──────── EXTRACTED RECORDS

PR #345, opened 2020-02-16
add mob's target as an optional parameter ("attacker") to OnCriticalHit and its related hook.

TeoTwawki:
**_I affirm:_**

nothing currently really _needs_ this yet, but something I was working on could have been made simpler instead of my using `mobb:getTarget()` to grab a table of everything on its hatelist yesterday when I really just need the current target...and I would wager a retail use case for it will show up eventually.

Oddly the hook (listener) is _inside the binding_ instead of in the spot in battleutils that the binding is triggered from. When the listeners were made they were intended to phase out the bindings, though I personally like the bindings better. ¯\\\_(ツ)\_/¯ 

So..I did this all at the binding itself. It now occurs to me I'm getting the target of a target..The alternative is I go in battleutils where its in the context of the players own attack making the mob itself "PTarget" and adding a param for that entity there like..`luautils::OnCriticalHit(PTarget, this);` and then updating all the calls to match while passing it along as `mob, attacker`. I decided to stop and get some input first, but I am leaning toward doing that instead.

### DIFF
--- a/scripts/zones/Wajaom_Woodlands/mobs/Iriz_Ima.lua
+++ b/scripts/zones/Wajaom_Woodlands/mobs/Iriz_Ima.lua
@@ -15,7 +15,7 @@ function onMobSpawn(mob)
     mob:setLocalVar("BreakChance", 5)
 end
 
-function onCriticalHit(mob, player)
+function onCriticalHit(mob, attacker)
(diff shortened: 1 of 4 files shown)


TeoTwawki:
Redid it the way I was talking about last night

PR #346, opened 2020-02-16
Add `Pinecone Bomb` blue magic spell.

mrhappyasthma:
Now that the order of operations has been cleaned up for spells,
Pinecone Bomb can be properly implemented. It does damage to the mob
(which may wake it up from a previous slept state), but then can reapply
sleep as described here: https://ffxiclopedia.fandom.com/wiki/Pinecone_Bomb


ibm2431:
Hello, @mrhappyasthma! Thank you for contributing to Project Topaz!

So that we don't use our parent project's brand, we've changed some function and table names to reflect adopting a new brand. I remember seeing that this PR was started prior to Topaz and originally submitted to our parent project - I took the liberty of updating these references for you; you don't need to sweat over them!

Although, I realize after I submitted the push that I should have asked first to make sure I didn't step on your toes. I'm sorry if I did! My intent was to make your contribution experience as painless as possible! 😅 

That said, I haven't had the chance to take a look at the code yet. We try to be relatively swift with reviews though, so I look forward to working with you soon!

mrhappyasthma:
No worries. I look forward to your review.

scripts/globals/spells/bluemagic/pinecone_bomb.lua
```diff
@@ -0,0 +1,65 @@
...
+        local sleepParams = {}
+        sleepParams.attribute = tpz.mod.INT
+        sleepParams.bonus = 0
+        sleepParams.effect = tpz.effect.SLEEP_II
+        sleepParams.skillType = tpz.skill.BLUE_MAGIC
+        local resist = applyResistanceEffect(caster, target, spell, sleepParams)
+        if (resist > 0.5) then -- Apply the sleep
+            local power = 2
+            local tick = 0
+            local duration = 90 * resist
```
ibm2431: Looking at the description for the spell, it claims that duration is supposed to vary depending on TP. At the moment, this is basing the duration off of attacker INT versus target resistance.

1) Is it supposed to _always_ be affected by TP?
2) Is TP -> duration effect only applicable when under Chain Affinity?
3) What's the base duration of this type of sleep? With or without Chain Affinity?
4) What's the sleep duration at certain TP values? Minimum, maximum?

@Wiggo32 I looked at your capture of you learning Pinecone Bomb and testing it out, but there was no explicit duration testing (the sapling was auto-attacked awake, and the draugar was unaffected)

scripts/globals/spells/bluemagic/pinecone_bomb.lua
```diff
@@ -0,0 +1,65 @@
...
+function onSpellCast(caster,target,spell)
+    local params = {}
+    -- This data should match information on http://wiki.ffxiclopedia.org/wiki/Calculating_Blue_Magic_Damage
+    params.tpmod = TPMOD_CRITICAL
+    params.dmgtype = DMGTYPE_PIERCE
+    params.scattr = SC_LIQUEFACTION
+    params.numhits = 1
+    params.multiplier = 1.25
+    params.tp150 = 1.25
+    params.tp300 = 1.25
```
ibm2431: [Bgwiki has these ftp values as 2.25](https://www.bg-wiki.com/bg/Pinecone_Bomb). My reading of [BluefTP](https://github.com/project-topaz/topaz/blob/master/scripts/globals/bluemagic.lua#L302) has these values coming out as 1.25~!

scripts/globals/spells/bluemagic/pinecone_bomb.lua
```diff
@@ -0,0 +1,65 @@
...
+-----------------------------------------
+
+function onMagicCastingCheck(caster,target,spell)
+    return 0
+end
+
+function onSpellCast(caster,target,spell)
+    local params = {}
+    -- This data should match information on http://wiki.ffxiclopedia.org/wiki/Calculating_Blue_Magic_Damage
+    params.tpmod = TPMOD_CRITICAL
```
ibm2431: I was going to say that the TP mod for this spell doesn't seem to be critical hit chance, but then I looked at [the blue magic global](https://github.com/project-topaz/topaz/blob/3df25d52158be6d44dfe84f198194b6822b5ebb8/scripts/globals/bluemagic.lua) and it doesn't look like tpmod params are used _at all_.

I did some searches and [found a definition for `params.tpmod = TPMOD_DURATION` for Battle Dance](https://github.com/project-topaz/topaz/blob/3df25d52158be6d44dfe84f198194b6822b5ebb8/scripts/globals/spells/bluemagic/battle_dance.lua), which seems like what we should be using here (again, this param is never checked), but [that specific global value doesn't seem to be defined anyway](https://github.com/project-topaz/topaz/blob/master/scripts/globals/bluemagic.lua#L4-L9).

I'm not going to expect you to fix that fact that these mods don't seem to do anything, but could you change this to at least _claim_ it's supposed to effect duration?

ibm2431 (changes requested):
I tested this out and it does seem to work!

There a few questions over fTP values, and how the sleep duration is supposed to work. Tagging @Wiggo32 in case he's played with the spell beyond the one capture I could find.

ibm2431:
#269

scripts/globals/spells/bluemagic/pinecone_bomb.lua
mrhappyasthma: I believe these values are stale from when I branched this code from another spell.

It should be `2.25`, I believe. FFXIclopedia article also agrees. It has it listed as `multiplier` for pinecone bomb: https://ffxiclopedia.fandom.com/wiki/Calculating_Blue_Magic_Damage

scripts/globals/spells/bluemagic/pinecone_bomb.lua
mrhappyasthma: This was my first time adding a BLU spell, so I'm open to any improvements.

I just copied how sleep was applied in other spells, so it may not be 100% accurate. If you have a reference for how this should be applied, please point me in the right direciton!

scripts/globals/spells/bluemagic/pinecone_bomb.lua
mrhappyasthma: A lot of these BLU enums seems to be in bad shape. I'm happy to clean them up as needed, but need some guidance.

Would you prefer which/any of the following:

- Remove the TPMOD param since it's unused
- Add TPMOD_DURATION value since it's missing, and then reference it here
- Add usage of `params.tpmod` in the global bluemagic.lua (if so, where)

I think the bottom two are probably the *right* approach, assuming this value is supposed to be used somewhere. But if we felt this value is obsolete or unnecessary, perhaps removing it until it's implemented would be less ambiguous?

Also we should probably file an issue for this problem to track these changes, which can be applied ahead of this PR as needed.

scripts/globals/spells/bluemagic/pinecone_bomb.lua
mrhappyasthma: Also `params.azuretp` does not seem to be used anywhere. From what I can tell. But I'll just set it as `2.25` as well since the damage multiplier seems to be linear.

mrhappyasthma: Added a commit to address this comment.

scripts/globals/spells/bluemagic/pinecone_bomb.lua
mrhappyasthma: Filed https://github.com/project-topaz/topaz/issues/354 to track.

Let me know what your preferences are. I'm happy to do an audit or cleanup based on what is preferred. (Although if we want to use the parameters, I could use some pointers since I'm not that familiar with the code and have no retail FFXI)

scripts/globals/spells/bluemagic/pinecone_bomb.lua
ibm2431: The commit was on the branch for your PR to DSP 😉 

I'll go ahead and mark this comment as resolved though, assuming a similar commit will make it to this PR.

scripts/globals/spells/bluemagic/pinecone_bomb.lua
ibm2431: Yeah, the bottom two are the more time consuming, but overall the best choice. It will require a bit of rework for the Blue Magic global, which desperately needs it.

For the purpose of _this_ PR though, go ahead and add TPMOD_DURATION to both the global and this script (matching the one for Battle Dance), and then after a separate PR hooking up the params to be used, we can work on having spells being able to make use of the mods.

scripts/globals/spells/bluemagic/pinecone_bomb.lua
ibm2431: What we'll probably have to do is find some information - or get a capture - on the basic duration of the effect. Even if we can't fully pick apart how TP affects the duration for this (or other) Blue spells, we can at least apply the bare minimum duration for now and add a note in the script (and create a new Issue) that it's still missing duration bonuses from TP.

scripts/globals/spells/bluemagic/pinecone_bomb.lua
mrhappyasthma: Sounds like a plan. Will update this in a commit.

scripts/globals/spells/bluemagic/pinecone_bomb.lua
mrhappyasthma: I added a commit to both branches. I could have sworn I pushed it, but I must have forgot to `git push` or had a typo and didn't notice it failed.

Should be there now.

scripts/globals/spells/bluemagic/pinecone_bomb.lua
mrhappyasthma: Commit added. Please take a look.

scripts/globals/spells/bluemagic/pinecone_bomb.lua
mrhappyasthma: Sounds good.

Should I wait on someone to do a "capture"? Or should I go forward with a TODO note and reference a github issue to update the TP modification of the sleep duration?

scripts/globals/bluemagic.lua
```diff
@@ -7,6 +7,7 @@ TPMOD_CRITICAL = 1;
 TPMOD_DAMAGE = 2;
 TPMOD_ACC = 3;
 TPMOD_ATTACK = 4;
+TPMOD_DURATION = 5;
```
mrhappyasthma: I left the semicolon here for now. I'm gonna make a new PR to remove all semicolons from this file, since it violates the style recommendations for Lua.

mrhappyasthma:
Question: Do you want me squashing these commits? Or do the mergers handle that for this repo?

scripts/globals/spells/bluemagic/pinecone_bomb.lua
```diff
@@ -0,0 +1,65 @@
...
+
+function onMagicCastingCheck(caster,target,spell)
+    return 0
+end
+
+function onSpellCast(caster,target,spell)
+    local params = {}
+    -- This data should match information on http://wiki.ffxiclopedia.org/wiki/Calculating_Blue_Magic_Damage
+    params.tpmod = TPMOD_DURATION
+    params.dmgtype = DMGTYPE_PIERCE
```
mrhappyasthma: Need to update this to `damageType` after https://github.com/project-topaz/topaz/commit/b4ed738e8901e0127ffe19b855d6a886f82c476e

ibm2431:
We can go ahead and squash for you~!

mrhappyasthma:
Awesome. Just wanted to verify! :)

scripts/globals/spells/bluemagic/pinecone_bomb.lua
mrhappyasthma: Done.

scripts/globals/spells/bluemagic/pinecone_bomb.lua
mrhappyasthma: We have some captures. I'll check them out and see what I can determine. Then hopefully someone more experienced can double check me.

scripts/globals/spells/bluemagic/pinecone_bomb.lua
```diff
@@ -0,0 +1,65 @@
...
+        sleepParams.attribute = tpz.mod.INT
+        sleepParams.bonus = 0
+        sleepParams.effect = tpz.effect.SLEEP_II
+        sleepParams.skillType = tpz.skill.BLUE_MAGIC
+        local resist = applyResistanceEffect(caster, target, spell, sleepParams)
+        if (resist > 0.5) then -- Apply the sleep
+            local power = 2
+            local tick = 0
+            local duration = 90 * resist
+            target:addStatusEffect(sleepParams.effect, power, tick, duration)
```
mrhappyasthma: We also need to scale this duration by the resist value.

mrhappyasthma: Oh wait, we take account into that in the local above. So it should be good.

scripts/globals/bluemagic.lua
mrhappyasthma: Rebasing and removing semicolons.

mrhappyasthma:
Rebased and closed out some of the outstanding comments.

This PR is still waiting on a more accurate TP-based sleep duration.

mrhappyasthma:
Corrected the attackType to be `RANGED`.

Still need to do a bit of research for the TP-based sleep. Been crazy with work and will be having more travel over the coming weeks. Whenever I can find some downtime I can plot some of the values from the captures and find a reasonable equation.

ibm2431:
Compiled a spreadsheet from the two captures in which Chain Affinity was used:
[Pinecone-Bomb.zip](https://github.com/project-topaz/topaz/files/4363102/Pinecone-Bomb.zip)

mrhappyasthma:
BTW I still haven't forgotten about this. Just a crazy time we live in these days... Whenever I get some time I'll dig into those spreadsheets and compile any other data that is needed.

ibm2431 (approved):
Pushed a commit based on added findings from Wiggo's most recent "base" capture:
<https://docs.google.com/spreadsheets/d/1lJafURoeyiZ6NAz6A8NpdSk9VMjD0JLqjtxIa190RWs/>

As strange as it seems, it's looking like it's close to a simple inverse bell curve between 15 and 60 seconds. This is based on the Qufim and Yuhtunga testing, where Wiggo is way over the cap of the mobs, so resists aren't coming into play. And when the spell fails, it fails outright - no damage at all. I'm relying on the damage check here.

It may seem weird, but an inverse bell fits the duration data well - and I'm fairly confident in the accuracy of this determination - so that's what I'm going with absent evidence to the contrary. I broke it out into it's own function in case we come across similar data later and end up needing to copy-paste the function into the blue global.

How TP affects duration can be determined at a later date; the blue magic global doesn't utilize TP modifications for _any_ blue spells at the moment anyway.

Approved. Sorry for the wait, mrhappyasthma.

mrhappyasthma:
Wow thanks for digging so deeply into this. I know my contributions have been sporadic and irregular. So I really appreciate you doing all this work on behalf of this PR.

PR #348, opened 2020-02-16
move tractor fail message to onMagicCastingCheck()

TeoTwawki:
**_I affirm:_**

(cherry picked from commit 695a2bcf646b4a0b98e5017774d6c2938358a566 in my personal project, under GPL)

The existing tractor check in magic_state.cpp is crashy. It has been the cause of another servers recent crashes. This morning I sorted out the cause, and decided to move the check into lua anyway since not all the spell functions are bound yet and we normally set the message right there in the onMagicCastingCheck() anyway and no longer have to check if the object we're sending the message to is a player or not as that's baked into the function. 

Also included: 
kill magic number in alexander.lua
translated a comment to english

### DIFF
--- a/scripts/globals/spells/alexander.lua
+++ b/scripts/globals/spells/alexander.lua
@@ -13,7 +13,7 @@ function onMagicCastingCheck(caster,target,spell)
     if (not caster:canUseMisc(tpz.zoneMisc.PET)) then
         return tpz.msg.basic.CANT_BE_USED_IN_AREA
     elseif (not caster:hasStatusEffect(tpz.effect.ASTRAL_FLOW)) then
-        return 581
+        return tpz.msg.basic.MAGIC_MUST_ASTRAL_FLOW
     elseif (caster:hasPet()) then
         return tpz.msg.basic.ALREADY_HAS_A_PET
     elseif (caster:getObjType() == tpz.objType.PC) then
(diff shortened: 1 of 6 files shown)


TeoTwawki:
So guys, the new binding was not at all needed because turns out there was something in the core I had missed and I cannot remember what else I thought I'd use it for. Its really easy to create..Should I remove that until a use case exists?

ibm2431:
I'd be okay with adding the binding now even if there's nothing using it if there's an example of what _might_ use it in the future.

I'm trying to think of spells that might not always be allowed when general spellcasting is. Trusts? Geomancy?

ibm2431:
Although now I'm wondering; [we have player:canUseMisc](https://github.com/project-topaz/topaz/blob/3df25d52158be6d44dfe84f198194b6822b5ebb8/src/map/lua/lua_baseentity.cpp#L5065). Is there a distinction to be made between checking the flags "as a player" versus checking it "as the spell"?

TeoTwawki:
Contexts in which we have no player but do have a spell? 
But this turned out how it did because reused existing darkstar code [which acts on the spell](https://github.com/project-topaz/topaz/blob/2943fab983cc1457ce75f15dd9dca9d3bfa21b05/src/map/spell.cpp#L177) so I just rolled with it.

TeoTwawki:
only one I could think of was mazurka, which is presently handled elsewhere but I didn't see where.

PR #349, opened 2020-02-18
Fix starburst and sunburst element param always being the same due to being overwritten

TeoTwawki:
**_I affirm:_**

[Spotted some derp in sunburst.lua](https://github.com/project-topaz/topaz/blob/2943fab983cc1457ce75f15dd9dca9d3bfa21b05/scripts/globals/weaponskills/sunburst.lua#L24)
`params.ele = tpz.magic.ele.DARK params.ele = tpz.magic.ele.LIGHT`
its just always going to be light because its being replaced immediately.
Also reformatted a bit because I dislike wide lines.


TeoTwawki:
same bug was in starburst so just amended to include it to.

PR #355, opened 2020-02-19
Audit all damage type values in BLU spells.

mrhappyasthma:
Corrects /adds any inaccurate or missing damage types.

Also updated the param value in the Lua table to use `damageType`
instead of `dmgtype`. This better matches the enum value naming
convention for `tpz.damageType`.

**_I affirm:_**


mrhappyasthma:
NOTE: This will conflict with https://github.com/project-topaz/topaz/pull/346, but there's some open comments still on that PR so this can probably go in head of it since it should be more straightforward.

────────────────

**WORK TASK**
For the word "starburst", find every line in the data that holds it and copy that line.

**SOLVED EXERCISE**
Fix starburst and sunburst element param always being the same due to being overwritten
same bug was in starburst so just amended to include it to.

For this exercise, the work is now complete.